Xu Bo, Li Changlong, Zhuang Hang, Wang Jiali, Wang Qingfeng, Wang Chao, Zhou Xuehai
School of Computer Science and Technology, University of Science and Technology of China, Hefei, 230027, China.
BMC Med Genomics. 2018 Nov 20;11(Suppl 5):100. doi: 10.1186/s12920-018-0415-1.
The clinical decision support system can effectively break the limitations of doctors' knowledge and reduce the possibility of misdiagnosis to enhance health care. The traditional genetic data storage and analysis methods based on stand-alone environment are hard to meet the computational requirements with the rapid genetic data growth for the limited scalability.
In this paper, we propose a distributed gene clinical decision support system, which is named GCDSS. And a prototype is implemented based on cloud computing technology. At the same time, we present CloudBWA which is a novel distributed read mapping algorithm leveraging batch processing strategy to map reads on Apache Spark.
Experiments show that the distributed gene clinical decision support system GCDSS and the distributed read mapping algorithm CloudBWA have outstanding performance and excellent scalability. Compared with state-of-the-art distributed algorithms, CloudBWA achieves up to 2.63 times speedup over SparkBWA. Compared with stand-alone algorithms, CloudBWA with 16 cores achieves up to 11.59 times speedup over BWA-MEM with 1 core.
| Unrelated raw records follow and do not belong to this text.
PR #1127, opened 2015-09-08
Fixes issue preventing DMA being used

rlbartle:
Fixes issue preventing DMA being used whenever the rx/tx_buf is not word aligned.

### DIFF
--- a/drivers/spi/spi-bcm2835.c
+++ b/drivers/spi/spi-bcm2835.c
@@ -386,14 +386,14 @@ static bool bcm2835_spi_can_dma(struct spi_master *master,
 	/* otherwise we only allow transfers within the same page
 	 * to avoid wasting time on dma_mapping when it is not practical
 	 */
-	if (((size_t)tfr->tx_buf & PAGE_MASK) + tfr->len > PAGE_SIZE) {
+	if (((size_t)tfr->tx_buf & PAGE_SIZE-1) + tfr->len > PAGE_SIZE) {
 		dev_warn_once(&spi->dev,
 			      "Unaligned spi tx-transfer bridging page\n");
 		return false;
 	}
-	if (((size_t)tfr->rx_buf & PAGE_MASK) + tfr->len > PAGE_SIZE) {
+	if (((size_t)tfr->rx_buf & PAGE_SIZE-1) + tfr->len > PAGE_SIZE) {
 		dev_warn_once(&spi->dev,
-			      "Unaligned spi tx-transfer bridging page\n");
+			      "Unaligned spi rx-transfer bridging page\n");
 		return false;
 	}
 


popcornmix:
ping @msperl @pelwell

msperl:
What problem does this solve?
Which driver sends unaligned data?
Also I would recommend to first upstream the patch and then only merge it into the foundation.

pelwell:
Regardless of whether the patch is needed - and likely it is needed otherwise @rlbartle probably wouldn't have spotted or submitted it - the code is incorrect without it and correct with it, which surely is an end in itself.

msperl:
Still - it would help share with which driver the issue was detected (because there are potentially some means to run DMA even for those transfers - but without a use-case that I can test myself it is hard to verify).

Anyway: now looking at the defines it seems as if I have mistaken the MASK for its inverse, so in principle it is correct.

Still, as we are using an upstream driver I recommend you push the change upstream first to keep the differences minimal - especially from a merging perspective...

msperl:
Note that I would add brackets around (PAGE_SIZE - 1)

rlbartle:
Ok I'll try a pull upstream.

My driver is at [axpi-fpga](https://github.com/rlbartle/axpi-fpga)

msperl:
If you prefer I can also push a patch for you with you reporting...
I wonder if it would be sensible to work on those things to enable transfers for unalligned transfers passing multiple pages...

msperl:
Unfortunately linux upstream does not work via github...

I have created a patch that I can submit upstream, but to report/attribute it correctly I would need your (@rlbartle) email...

rlbartle:
Thanks, it's robert@axium.co.nz.

msperl:
will send it out to the correct mailing list today...

msperl:
sent patch to the spi and rpi mailinglists - you are in cc

msperl:
note that I still would recommend that you align your transfers to word, so that you can always be assured to have an optimal transfer speeds - even if you transfer more than one page size.

The reason behind this is that the spi-framework will split your transfer into a list of individual transfers of single pages. so if you start your transfer at PageBoundry+10 and you transfer 4096 bytes it will create a list of:
- [ Pageboundry+10 : Pageboundry+4096 [ - so 4086 bytes
- [ Pageboundry+4096 : Pageboundry+4106 [ - so 10 bytes

The problem behind that is that the DMA can only do word-sized transfers so for the first frame it would transfer 1022 words (=4088) bytes into the FIFO and not 4086 as required, which leaves 2 bytes in the FIFO.

You could say that these frames are bordering each other, but that is not necessarily the case in physical memory (even if it is true in all cases right now) and that is why we have split at page boundaries.

There are ways around this, but it would mean a lot of coding for edge-cases.

We would need to reset the transfer (also on the SPI side internally) to clean the remaining 2 bytes from the fifo and then restart the DMA process.

I guess we can only argue for that to get merged if there is an upstream-driver that really requires unaligned access and which can not be made aligned easily...

I hope this explains the why of the current situation better....

msperl:
got applied by Mark into the spi tree immediately - should propagate into the kernel...
(note that the patch includes brackets, so is slightly different to this merge request)

popcornmix:
@msperl can you point me at the commit? I can then cherry-pick it.

msperl:
It is in the spi fork (//git.kernel.org/pub/scm/linux/kernel/git/broonie/spi.git) - I will tell you when it gets into repo of linus (it is already in spi/for-linus)...
(unless you want to merge from the spi fork, where the commit is: 2a3fffd45822070309bcf0b1e1dae624d633824a)

pelwell:
I've cherry-picked the patch from linux-next onto rpi-4.1.y and rpi-4.2.y.

Please close if you are happy with the result.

GCDSS is a distributed gene clinical decision support system based on cloud computing techniques. In particular, we incorporated a distributed genetic data analysis pipeline framework in the proposed GCDSS system. To boost the data processing of GCDSS, we propose CloudBWA, which is a novel distributed read mapping algorithm to leverage batch processing technique in mapping stage using Apache Spark platform.
临床决策支持系统能够有效突破医生知识的局限,降低误诊可能性,从而改善医疗保健。基于单机环境的传统基因数据存储和分析方法,难以满足因基因数据快速增长而对扩展性要求有限的计算需求。
本文提出了一种分布式基因临床决策支持系统,名为GCDSS。并基于云计算技术实现了一个原型。同时,我们提出了CloudBWA,这是一种新颖的分布式读段比对算法,利用批处理策略在Apache Spark上进行读段比对。
实验表明,分布式基因临床决策支持系统GCDSS和分布式读段比对算法CloudBWA具有出色的性能和卓越的扩展性。与最先进的分布式算法相比,CloudBWA比SparkBWA的加速比高达2.63倍。与单机算法相比,具有16个核心的CloudBWA比具有1个核心的BWA-MEM的加速比高达11.59倍。
GCDSS是一个基于云计算技术的分布式基因临床决策支持系统。特别是,我们在所提出的GCDSS系统中纳入了一个分布式遗传数据分析管道框架。为了提高GCDSS的数据处理能力,我们提出了CloudBWA,这是一种新颖的分布式读段比对算法,利用批处理技术在映射阶段使用Apache Spark平台。